Буржуазный идеолог доказывает, что лишь Джинта[35] способна научить человека «всеобщим законам жизни», приобщить «к великим личностям» и, главное, «позволяет ему наконец добраться до самого бога с полной уверенностью в своем бессмертии». А раз с нами бог (чего не дано ни одной из других наций), значит, нам все позволено во имя нации.
Эти рассуждения, являющиеся, по выражению самого профессора Рэдулеску-Мотру, «явной имитацией немецкого расизма», имели довольно широкое хождение на страницах журналов, газет и других публикаций.
Итак, энергетический персонализм, возвышение сильной личности до самого бога «с полной уверенностью в своем бессмертии».
А как смотрит на это Коко?
Он называет вещи своими именами, предупреждает общественность страны об опасности надвигающейся диктатуры. Очередная записка Коко носит название «Господин Констант».
«Мое имя: господин Констант… адвокат. Выделяться из общего ряда — мое наивысшее стремление. Люблю манерность, высокий стиль. Мне, наверное, суждено было родиться англичанином, эдаким денди в белых перчатках, верхом на шикарной лошади с развевающейся гривой и коротко подстриженным хвостом. Мне бы подошел монокль, упругий цилиндр и хлыст для пеших и верховых прогулок. Я бы мог устроить шумные охоты на оленя, а следом за мной шли бы лакеи в красных жилетах и собаки, а там вдали, над моим обширным, окутанным туманом лесопарком, плыли бы медные звуки завитых труб охотничьих фанфар. Моей женой могла бы стать шикарная леди, а моей собакой эластичный пинчер.
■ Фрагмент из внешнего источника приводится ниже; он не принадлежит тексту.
PR #476, opened 2017-10-25
Report for records with ARKs not present in Voyager metadata

### LINKED ISSUE #465: Report of objects with ARKs where the ARK isn't in the MARC record
Produce a CSV report listing the bibid and ARK for all objects that have an ARK, but the ARK is not present in the imported metadata.

escowles:
Fixes #465

### DIFF
--- a/app/controllers/reports_controller.rb
+++ b/app/controllers/reports_controller.rb
@@ -1,0 +1,29 @@
+# frozen_string_literal: true
+class ReportsController < ApplicationController
+  def identifiers_to_reconcile
+    authorize! :show, Report
+    @resources = find_identifiers_to_reconcile_query.find_identifiers_to_reconcile
+    respond_to do |format|
+      format.html
+      format.csv do
+        send_data to_csv(@resources, fields: { source_metadata_identifier: 'bibid', identifier: 'ark' }),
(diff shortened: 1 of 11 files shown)


app/controllers/reports_controller.rb
```diff
@@ -0,0 +1,29 @@
...
+      CSV.generate(headers: true) do |csv|
+        csv << fields.map { |_k, v| v }
+        records.each do |record|
+          csv << fields.map { |k, _v| Array.wrap(record.send(k)).first }
+        end
+      end
+    end
+
+    def find_identifiers_to_reconcile_query
+      FindIdentifiersToReconcile.new(query_service: Valkyrie.config.metadata_adapter.query_service)
```
tpendragon: Should we register this as a custom query so we can do `query_service.custom_queries.find_identifiers_to_reconcile`?

escowles: I added it to the initializer (https://github.com/pulibrary/figgy/pull/476/files#diff-2aaca0f4b98ee23805a01ecacbd74a07R113) — is there anything else we need to do?

tpendragon: Nope. Just use it via custom_queries instead of the class

Issue #487, opened 2017-10-27
Ensure that `DeleteMembers` properly handles FileSets and Collections


jrgriffiniii:
Please see https://github.com/pulibrary/figgy/pull/483/commits/9859c656ef0cda15663b16f2f70b0732fb915488#diff-a0fc55c9f78aa928eb67dc80beee3d80R19

jrgriffiniii:
Resolved by #501

PR #501, opened 2017-10-30
Deletes member resources for Collections, FileSets and general Resources

### LINKED ISSUE #484: Is `post_save_resource` a useful argument for `DeletedReferenced`
This was discovered after a code review by @hackmastera, and I question whether it is unnecessary.  Please see:

https://github.com/pulibrary/figgy/pull/483
 https://github.com/pulibrary/figgy/blob/master/app/change_set_persisters/plum_change_set_persister.rb#L136
 https://github.com/pulibrary/figgy/blob/master/app/change_set_persisters/plum_change_set_persister/delete_referenced.rb#L10

jrgriffiniii:
Resolves #484 and #487

### DIFF
--- a/spec/change_set_persisters/plum_change_set_persister_spec.rb
+++ b/spec/change_set_persisters/plum_change_set_persister_spec.rb
@@ -432,15 +432,14 @@ RSpec.describe PlumChangeSetPersister do
 
   describe "collection interactions" do
     context "when a collection is deleted" do
-      it "cleans up associations from all its members" do
+      it "deletes members" do
         collection = FactoryGirl.create_for_repository(:collection)
         resource = FactoryGirl.create_for_repository(:scanned_resource, member_of_collection_ids: collection.id)
         change_set = CollectionChangeSet.new(collection)
 
         change_set_persister.delete(change_set: change_set)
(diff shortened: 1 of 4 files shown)


spec/change_set_persisters/plum_change_set_persister_spec.rb
```diff
@@ -432,15 +432,14 @@
...
+      it "deletes members" do
         collection = FactoryGirl.create_for_repository(:collection)
         resource = FactoryGirl.create_for_repository(:scanned_resource, member_of_collection_ids: collection.id)
         change_set = CollectionChangeSet.new(collection)
 
         change_set_persister.delete(change_set: change_set)
-        reloaded = query_service.find_by(id: resource.id)
 
-        expect(reloaded.member_of_collection_ids).to eq []
+        expect { query_service.find_by(id: resource.id) }.to raise_error(Valkyrie::Persistence::ObjectNotFoundError)
```
escowles: I don't think we want to delete objects that link to a collection when the collection is deleted.  I think the old behavior is what we should do (the collection id should be removed from the member_of_collection_ids property, but the object should remain).

PR #506, opened 2017-10-31
Add top_language property to ephemera projects

### LINKED ISSUE #490: Put Spanish, Portuguese, and English at top of language select menu

hackmastera:
fixes #490

### DIFF
--- a/app/helpers/edit_field_helper.rb
+++ b/app/helpers/edit_field_helper.rb
@@ -1,8 +1,7 @@
 # frozen_string_literal: false
 module EditFieldHelper
-  def reorder_languages(languages)
-    front_languages = %w[English Portuguese Spanish]
-    pull_to_front(languages) { |term| front_languages.include? term.label }
+  def reorder_languages(languages, top_languages)
+    pull_to_front(languages) { |term| top_languages.include? term }
   end
 
   private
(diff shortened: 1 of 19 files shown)


app/helpers/edit_field_helper.rb
```diff
@@ -0,0 +1,15 @@
+# frozen_string_literal: false
+module EditFieldHelper
+  def reorder_languages(languages)
+    front_languages = %w[English Portuguese Spanish]
```
escowles: I expect we'll have a similar request from other ephemera projects who want other languages at the top of the list.  Can we move the list of languages to the ephemera project?

hackmastera: You want a new field on the project and a UI for setting these?

escowles: I'm open to other ways of configuring this if there's something easier, but I definitely expect that different ephemera projects will want different languages to be at the top of the list.

hackmastera: Okay. Letting them put in what they want is probably better than making them ask us. The whole thing is strange to me since I am keyboard-oriented and would just start typing :)

hackmastera:
ready for review

Issue #509, opened 2017-10-31
Save and create another not working


escowles:
When clicking "Save and Create Another", it goes to the show page, so it looks like it's just doing a normal save.

escowles:
I realized the problem: this works when creating a new record, because there is an `after_create_response` method that gets overridden in the EphemeraFoldersController.  But there is no corresponding `after_update_response` to override after editing and saving an existing record.

PR #511, opened 2017-10-31
Extending the EphemeraFolder feature tests for saving and creating subsequent folders

jrgriffiniii:
Ensures that #509 is resolved

### DIFF
--- a/spec/features/ephemera_folder_spec.rb
+++ b/spec/features/ephemera_folder_spec.rb
@@ -23,6 +23,90 @@ RSpec.feature "Ephemera Folders", js: true do
     ephemera_box
   end
 
+  context 'within an existing ephemera project' do
+    scenario 'users can save a new folder' do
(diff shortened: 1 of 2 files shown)


jrgriffiniii:
Please note that this does *not* actually resolve #509, as I could not reproduce this on the `master` branch.  My suspicion is that this was quite recently resolved by https://github.com/pulibrary/figgy/pull/507

escowles:
I just confirmed the problem with Save and Create Another in production just now.  I'm going to deploy the current `master` branch to see if it is resolved.

escowles:
Alas, after doing a deploy to production, I'm still seeing the same error — doing "Save and Create Another" behaves the same as "Save"

jrgriffiniii:
Apologies, I'll need to return to attempting to reproduce this, as I'm getting the following within production:

issues_509_screenshot_prod

PR #512, opened 2017-10-31
Adding ephemera hard drive management

### LINKED ISSUE #495: Hard drive management
How/where do you attach a hard drive? Is there a "Manage Drives" button? The previous administrative system had "Manage Boxes," Manage Folders, "Manage Drives."

escowles:
* Adds a drive barcode field to ephemera boxes
* Displays drive barcode in box list
* Adds buttons for attaching and removing drives

Fixes #495

### DIFF
--- a/app/change_sets/ephemera_box_change_set.rb
+++ b/app/change_sets/ephemera_box_change_set.rb
@@ -9,6 +9,7 @@ class EphemeraBoxChangeSet < Valhalla::ChangeSet
   property :shipped_date, multiple: false, required: false
   property :received_date, multiple: false, required: false
   property :tracking_number, multiple: false, required: false
+  property :drive_barcode, multiple: false, required: false
   property :member_ids, multiple: true, required: false, type: Types::Strict::Array.member(Valkyrie::Types::ID)
   property :member_of_collection_ids, multiple: true, required: false, type: Types::Strict::Array.member(Valkyrie::Types::ID)
   # override the default value defined in VisibilityProperty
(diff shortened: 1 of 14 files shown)


escowles:
This is somewhat different from the PULStore implementation, since hard drives are not their own class.  But this has similar functionality, and generally folds drive management into box management.

app/change_sets/ephemera_box_change_set.rb
```diff
@@ -18,19 +19,26 @@ class EphemeraBoxChangeSet < Valhalla::ChangeSet
...
   validate :barcode_valid?
+  validate :drive_barcode_valid?
 
   def barcode_valid?
     return if Barcode.new(Array.wrap(barcode).first).valid?
     errors.add(:barcode, 'has an invalid checkdigit')
   end
 
+  def drive_barcode_valid?
+    return if drive_barcode.nil? || drive_barcode.empty? || Barcode.new(Array.wrap(drive_barcode).first).valid?
```
jrgriffiniii: Shouldn't `Barcode` return a `false` for `#valid?` if a `nil` or empty value is supplied to the constructor?

Please see https://github.com/pulibrary/figgy/blob/master/app/values/barcode.rb#L9

escowles: Yes, it would — but the nil and empty checks prevent the test from getting there.  This is to allow empty drive barcodes (since there's no requirement for a drive barcode to be supplied).

PR #528, opened 2017-11-03
Introduces JavaScript form functionality for warning users of duplicate source_metadata_identifiers and barcodes

### LINKED ISSUE #521: Detect and alert about duplicate barcodes
This should be pretty similar to the BibID duplication warning for ScannedResources

jrgriffiniii:
Resolves #521

### DIFF
--- a/spec/features/ephemera_folder_spec.rb
+++ b/spec/features/ephemera_folder_spec.rb
@@ -21,6 +21,7 @@ RSpec.feature "Ephemera Folders", js: true do
     sign_in user
     ephemera_project
     ephemera_box
+    ephemera_folder
   end
 
   context 'within an existing ephemera project' do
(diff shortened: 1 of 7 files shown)


spec/features/ephemera_folder_spec.rb
```diff
@@ -67,7 +68,7 @@
 
   context 'within an existing ephemera box' do
     scenario 'users can save a new folder' do
-      visit parent_new_ephemera_box_path(parent_id: ephemera_box.id)
+      visit parent_new_ephemera_box_path(parent_id: ephemera_folder.id)
```
escowles: Shouldn't the parent be an ephemera box here?  The context says "within an existing ephemera box".

spec/features/ephemera_folder_spec.rb
```diff
@@ -87,6 +88,17 @@
       expect(page).to have_content 'EphemeraFolder'
     end
 
+    scenario 'users see a warning if they try to use duplicate barcodes' do
+      visit parent_new_ephemera_box_path(parent_id: ephemera_folder.id)
```
escowles: Same as above: shouldn't the parent be an ephemera box?

PR #537, opened 2017-11-07
Display multi-volume-work volumes

### LINKED ISSUE #533: Diplay volumes on MVW show page

escowles:
Fixes #533


hackmastera:
@escowles I'm confused how this fixes the problem; can you describe a little bit?

escowles:
Renaming the partial to `_members_multi_volume_work.html.erb` fixes the problem, because Blacklight was looking for that instead of `_members_scanned_resource.html.erb`.

PR #539, opened 2017-11-07
Removing unique constraint on user email field

### LINKED ISSUE #460: Guest users for Figgy can't search
https://app.honeybadger.io/projects/53391/faults/35095579#notice-summary

escowles:
Fixes #460


tampakis:
Yay guest users can search now!

hackmastera:
@escowles I'm confused; are there not side effects of this change for registered user accounts?

escowles:
@hackmastera This change brings the index in line with the column definition: the email field wasn't declared unique (which is why AR can create multiple users with the same (empty) email), but then the unique constraint on the index would result in an error.

hackmastera:
@escowles thanks for the clarification!!

PR #543, opened 2017-11-10
Bulk jobs use low-priority queue

### LINKED ISSUE #541: Separate queues for batch operations
Uploads and other background jobs from interactive users shouldn't have to wait for large batch ingest jobs to finish.

escowles:
Fixes #541


hackmastera:
The queue has to be passed in to the persister because the persister kicks off a characterization job. All job invocations now use `.set` (an ActiveJob method) to apply or pass along the relevant queue. `queue_name` is an ActiveJob method that gives you the queue the current job is on.

This all looks good to me in terms of code. I assume we want to test it out on staging before deploying? I'll approve but wait on merge.

tpendragon:
Tested in staging - works like a charm.

PR #548, opened 2017-11-13
Implements an indexer for the EphemeraFolders for cases where the folders should be hidden

### LINKED ISSUE #494: Folders which are not "Complete" and whose box is not marked "all in production" should not show up in LAE front-end and should be unavailable to users without permission.
Visibility: It looks like all folders are "Open to the world." We can manually make them "Private" until the images arrive. After that, would it be possible to identify all the folders designated as private without having to look for them folder by folder? If not, is there a feature we could add?

jrgriffiniii:
Resolves #494 by implementing an indexer for the EphemeraFolders supporting the following:

- [x] Incomplete Folders (all EphemeraFolders in a state other than `complete`) within incomplete EphemeraBoxes (this assumes that a Box exists for the Folder, and that it is in a state other than `all_in_production`) are privately visible
- [x] Incomplete Folders without Boxes are `private`, but restored to their current visibility once in a state of `complete`
- [x] Incomplete Folders are not indexed for discovery within [pulibrary/lae-blacklight](https://github.com/pulibrary/lae-blacklight)

### DIFF
--- a/app/indexers/ephemera_folder_indexer.rb
+++ b/app/indexers/ephemera_folder_indexer.rb
@@ -1,0 +1,26 @@
+# frozen_string_literal: true
+class EphemeraFolderIndexer
+  delegate :query_service, to: :metadata_adapter
+  attr_reader :resource
+  def initialize(resource:)
+    @resource = resource
+  end
+
+  def to_solr
+    return {} unless resource.is_a?(::EphemeraFolder)
+    {
+      Hydra.config[:permissions][:read].group => read_groups
+    }
+  end
+
+  private
+
+    def read_groups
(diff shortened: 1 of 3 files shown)


jrgriffiniii:
As I believe that `PaginatingJSONLDResponse` is used to access the JSON-LD for resources in Figgy by clients in Spotlight applications (i. e. [pulibrary/lae-blacklight](https://github.com/pulibrary/lae-blacklight)), these resources should not be accessible for indexing to such clients:

https://github.com/pulibrary/lae-blacklight/blob/de307df61ebaac488155c09dbe29c55b487187ba/app/indexers/reindexer.rb#L16

PR #558, opened 2017-11-16
WIP: Adding ImageMagick-based characterization

### LINKED ISSUE #556: Use identify instead of Tika?
I think we could get all of the properties we currently generate for TIFFs (width, height, file size, mime type) using ImageMagick's `identify` command.  During some informal testing, `identify` could extract these for TIFFs in < 1 sec, where Tika took 5+ seconds.

escowles:
Fixes #556

### DIFF
--- a/app/characterization_services/identify_file_characterization_service.rb
+++ b/app/characterization_services/identify_file_characterization_service.rb
@@ -1,0 +1,26 @@
+# frozen_string_literal: true
+
+# Class for ImageMagick identify based file characterization service
+class IdentifyFileCharacterizationService < TikaFileCharacterizationService
+  attr_reader :mime_types, :file_node, :persister
+
+  def initialize(file_node:, persister:)
+    @file_node = file_node
+    @persister = persister
+    @mime_types = {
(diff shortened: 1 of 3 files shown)


app/characterization_services/identify_file_characterization_service.rb
```diff
@@ -0,0 +1,26 @@
...
+
+# Class for ImageMagick identify based file characterization service
+class IdentifyFileCharacterizationService < TikaFileCharacterizationService
+  attr_reader :mime_types, :file_node, :persister
+
+  def initialize(file_node:, persister:)
+    @file_node = file_node
+    @persister = persister
+    @mime_types = {
+      "TIFF": "image/tiff"
```
escowles: This isn't great, but that is the only mime type we really support right now.  We could add others as we add support for them?

tpendragon: You can get a real mime type from the verbose output of identify. See #559.

escowles:
Closing in favor of https://github.com/pulibrary/figgy/pull/559

PR #559, opened 2017-11-16
Use ImageMagick to characterize.

### LINKED ISSUE #556: Use identify instead of Tika?

tpendragon:
Closes #556.

### DIFF
--- a/app/characterization_services/imagemagick_characterization_service.rb
+++ b/app/characterization_services/imagemagick_characterization_service.rb
@@ -1,0 +1,71 @@
+# frozen_string_literal: true
+
+# Class for Apache Tika based file characterization service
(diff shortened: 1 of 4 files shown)


app/characterization_services/imagemagick_characterization_service.rb
```diff
@@ -0,0 +1,71 @@
+# frozen_string_literal: true
+
+# Class for Apache Tika based file characterization service
```
hackmastera: Update comments referencing Tika

PR #817, opened 2018-02-14
Ensures that `BulkIngestService#attach_dir` can only parse directory content using an absolute path

### LINKED ISSUE #741: IngestFolderJob should use an absolute path instead of the release path
If we deploy before an old job starts the directory no longer exists.

jrgriffiniii:
Resolves #741

### DIFF
--- a/app/controllers/scanned_resources_controller.rb
+++ b/app/controllers/scanned_resources_controller.rb
@@ -71,48 +71,4 @@ class ScannedResourcesController < BaseResourceController
       volume_count: locator.volume_count
     }
   end
-
-  class IngestFolderLocator
-    attr_reader :id
-    def initialize(id:)
-      @id = id
-    end
-
-    def root_path
-      Pathname.new(BrowseEverything.config["file_system"][:home]).join("studio_new")
-    end
-
-    def exists?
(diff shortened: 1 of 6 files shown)


escowles:
@jrgriffiniii The ticket isn't clear on this, but the problem we've seen isn't with relative paths, but with paths that are prefixed with a release directory (which might not exist on all machines, or may have disappeared by the time a job runs if there have been a lot of releases).  E.g., when we spawn an ingest job, it currently has the path prefixed in the release (e.g., `/opt/figgy/releases/20180123142369/staged_files/hydra_sources/studio_new`) instead of the shared version (`/opt/figgy/shared/staged_files/hydra_sources/studio_new`) which is really a symlink to the real location (`/mnt/hydra_sources/studio_new`).

I'm not sure what the best approach is here — whether there's an easy way to get the shared directory name, or just replacing `releases/[timestamp]` with `current`, etc.

jrgriffiniii:
In order for #741 to be fully resolved, a separate issue will need to be created in [pulibrary/princeton_ansible](https://github.com/pulibrary/princeton_ansible) where the necessary environment variable is set and passed in the Playbook.

PR #820, opened 2018-02-14
Poster Importer

tpendragon:
Still needs tested on staging.


tpendragon:
Creates objects like this: https://figgy-staging.princeton.edu/catalog/parent/a7441740-343a-428b-aff8-f06cf4fd4a92/369cf4af-6a2c-4f9b-9470-168e5640f6d8

PR #821, opened 2018-02-15
Import GeoBlacklight document generation

### LINKED ISSUE #230: Migrate GeoBlacklight document generation
Migrate services for GeoBlacklight document generation.

eliotjordan:
GeoBlacklight documentation imported from GeoWorks.

Closes #230


app/services/geo_resources/discovery/document_builder/date_builder.rb
```diff
@@ -0,0 +1,51 @@
...
+        private
+
+          # Returns the date the layer was issued.
+          # @return [String] date in XMLSchema format.
+          def issued
+            datetime = resource_decorator.issued.first
+            datetime = DateTime.parse(datetime).utc
+            datetime.utc.xmlschema
+          rescue
+            ''
```
jrgriffiniii: Should a warning be logged for cases where the datestamp cannot be normalized and formatted?

app/services/geo_resources/discovery/document_builder/date_builder.rb
```diff
@@ -0,0 +1,51 @@
...
+
+          # Returns a year associated with the layer. Taken from first
+          # value in temporal or from resource created date.
+          # @return [Integer] year
+          def layer_year
+            date = resource_decorator.temporal.first || resource_decorator.model.created_at
+            year = date.match(/(?<=\D|^)(\d{4})(?=\D|$)/)
+            year ? year[0].to_i : nil
+          rescue
+            ''
```
jrgriffiniii: Handling errors for empty `String` and `nil` values seem to be of greater importance regarding consistency in discovery (I'm assuming that this is the value populating `solr_year_i`: https://maps.princeton.edu/catalog/princeton-ms35tb05h.json

app/services/geo_resources/discovery/document_builder/layer_info_builder.rb
```diff
@@ -0,0 +1,72 @@
...
+            return unless file_set
+            file_set.mime_type.first
+          end
+
+          # Uses parent work class to determine file geometry type.
+          # These geom types are used in geoblacklight documents.
+          # @return [String] file geometry type
+          def geom_type
+            case resource_decorator.model_name.to_s
+            when /ScannedMap/
```
jrgriffiniii: Why are `RegExp`s used here?  This is not a criticism, but I'm curious as to to why more precise Class-based matching isn't used (using `case resource_decorator.model` and `when ScannedMap`...)

app/services/geo_resources/discovery/document_builder/date_builder.rb
eliotjordan: I'm not terribly worried about a missing issued property because of a malformed date. We don't even display the field in Pulmap. Probably good to add it to our docs, if we can, but no big deal if we can't.

app/services/geo_resources/discovery/document_builder/date_builder.rb
eliotjordan: It populates `solr_year_i`. This method _should_ always return a year of some kind because it pulls from created_at.

eliotjordan: I suppose we could test if temporal is valid first and then use `created_at`.

app/services/geo_resources/discovery/document_builder/layer_info_builder.rb
eliotjordan: This was imported from GeoWorks, so I'm not sure exactly why the class based matching wasn't done. I left it as is because we haven't implemented a RasterWork resource yet, and I want to keep this as placeholder. When we do RasterWorks, it would be a good idea to update this method as you suggest.

PR #834, opened 2018-02-21
Gives unique names to figgy solr cores

### LINKED ISSUE #796: Give Solr cores names that are unique to figgy
Most of our apps use the default naming convention when it comes to our solr cores. This can lead to confusion and errors. something like "figgy-core-development" and "figgy-core-test" would probably be fine.

sdellis:
Fixes #796

### DIFF
--- a/config/blacklight.yml
+++ b/config/blacklight.yml
@@ -12,13 +12,13 @@
 
 development:
   adapter: solr
-  url: <%= ENV['SOLR_URL'] || "http://127.0.0.1:8983/solr/blacklight-core" %>
+  url: <%= ENV['SOLR_URL'] || "http://127.0.0.1:8983/solr/figgy-core-dev" %>
 test: &test
   adapter: solr
-  url: <%= ENV['SOLR_URL'] || "http://127.0.0.1:#{ENV['TEST_JETTY_PORT'] || 8984}/solr/blacklight-core-test" %>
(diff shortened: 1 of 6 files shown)


config/blacklight.yml
```diff
@@ -12,13 +12,13 @@
 
 development:
   adapter: solr
-  url: <%= ENV['SOLR_URL'] || "http://127.0.0.1:8983/solr/blacklight-core" %>
+  url: <%= ENV['SOLR_URL'] || "http://127.0.0.1:8983/solr/figgy-core-dev" %>
 test: &test
   adapter: solr
-  url: <%= ENV['SOLR_URL'] || "http://127.0.0.1:#{ENV['TEST_JETTY_PORT'] || 8984}/solr/blacklight-core-test" %>
+  url: <%= ENV['SOLR_URL'] || "http://127.0.0.1:#{ENV['TEST_JETTY_PORT'] || 8983  }/solr/figgy-core-test" %>
```
escowles: Changing the core name is great, but please don't change the port (which can be overridden with an environment variable anyway)

sdellis: If these are two different cores, why do they also need two different ports? At any rate, for some reason, that ENV variable has not worked for me in the past. Let me set up the cores manually and try it again.

escowles: The typical setup is to run `solr_wrapper` with different configurations for dev and test, on different ports.  The main advantage of this is that they are completely independent, and can be run at the same time, restarted, etc. without conflicting or impacting the other one.

eliotjordan:
This looks good to me. 👍

PR #847, opened 2018-02-22
Adds scanned map importer

### LINKED ISSUE #846: Migrate scanned maps and map sets from Plum

eliotjordan:
- Duplicates existing plum importer with some modification to import scanned maps and map sets.
- Sets file set mime_type with Plum geo_mime_type.
- Accounts for records with no bibid whose metadata comes from FGDC files.
- Makes subject property multivalued.

Closes #846


app/services/plum_scanned_map_importer.rb
```diff
@@ -0,0 +1,521 @@
+# frozen_string_literal: true
+class PlumScannedMapImporter
+  attr_reader :id, :change_set_persister
+  attr_writer :all_collections, :id_cache
```
jrgriffiniii: This is perhaps following https://github.com/pulibrary/figgy/blob/88b4bafeeb7bfacc67af276e2238887058749157/app/services/plum_importer.rb#L4, but I does `id_cache` need to be a public mutator method?

PR #856, opened 2018-02-27
Scanned map thumbnail_id points to a file set

### LINKED ISSUE #855: Generating geoblacklight document for MapSets throws an error
https://app.honeybadger.io/projects/53391/faults/36878078

An issue with FileSet vs. ScannedMap members.

eliotjordan:
GeoBlacklight document builders assumed that a map set's thumbnail id pointed to a ScannedMap. The thumbnail id should be the id for a file set instead.

Closes #855

### DIFF
--- a/app/services/geo_resources/discovery/document_builder/document_path.rb
+++ b/app/services/geo_resources/discovery/document_builder/document_path.rb
@@ -80,9 +80,8 @@ module GeoResources
           def map_set_file_set
             member_id = Array.wrap(resource_decorator.thumbnail_id).first
             return unless member_id
-            member = query_service.find_by(id: member_id)
-            member_file_sets = member.decorate.geo_members
-            member_file_sets.first.decorate unless member_file_sets.empty?
+            file_set = query_service.find_by(id: member_id)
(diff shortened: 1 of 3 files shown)


app/services/geo_resources/discovery/document_builder/document_path.rb
```diff
@@ -80,9 +80,8 @@ def host
           def map_set_file_set
             member_id = Array.wrap(resource_decorator.thumbnail_id).first
             return unless member_id
-            member = query_service.find_by(id: member_id)
-            member_file_sets = member.decorate.geo_members
```
jrgriffiniii: I did not realize that `MapSet` members are `FileSets` retrieved using `#thumbnail_id`

eliotjordan: This is for building the GeoBlacklight document. GBL docs, especially those that are restricted, need a thumbnail url reference for display in Pulmap. The method above fetches the map set's thumbnail id, which should reference a file set contained in one of the child scanned map documents.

II даже свиноматки моих ферм могли бы воспользоваться высшими благами, которых никогда не удостаивалась их йоркширская порода.
В нашей стране моя способность выделяться раздражает и бесит — ясно, зависть…
— Брось заниматься ерундой, моншер Костяке[36]…
Единственный город, в котором я хорошо себя чувствовал бы, — это Париж, там я получил свой диплом. Сказал и подумал, что все же мое настоящее место — это столица Британской империи. Но по сравнению с Бухарестом и Долгопольем, где я появился на свет, Париж все-таки величественней и прекрасней. Представьте себе великую столицу на набережной Сены, Лувр, а по Лувру разгуливаю я. Каково?.. Какие там люди! Какая страна! И какие женщины! И какая у нас трагедия!..»
Аргези срывал маски «патриотизма», защиты «национальных интересов», что называется, раздевал идеологов «Великой Румынии» и разоблачал их истинные буржуазно-космополитические интересы и пристрастия, чуждые подлинным проблемам нации, народа. И не только чуждые, но и прямо враждебные.
«Мои политические убеждения — самые современные, — продолжает самораздевание господин Констант. — Верю в империю! Мне нечего делать с республикой. Мне необходима революция аристократов и установление диктатуры, которую я осуществил бы в самом высоком стиле. В моем лице в Долгополье родился великий диктатор — господин Констант! Мне понадобится для излечения народа и страны от всех болезней всего два года и один телефонный аппарат. Первые распоряжения, которые будут вывешены на стенах Столицы, мною уже отредактированы.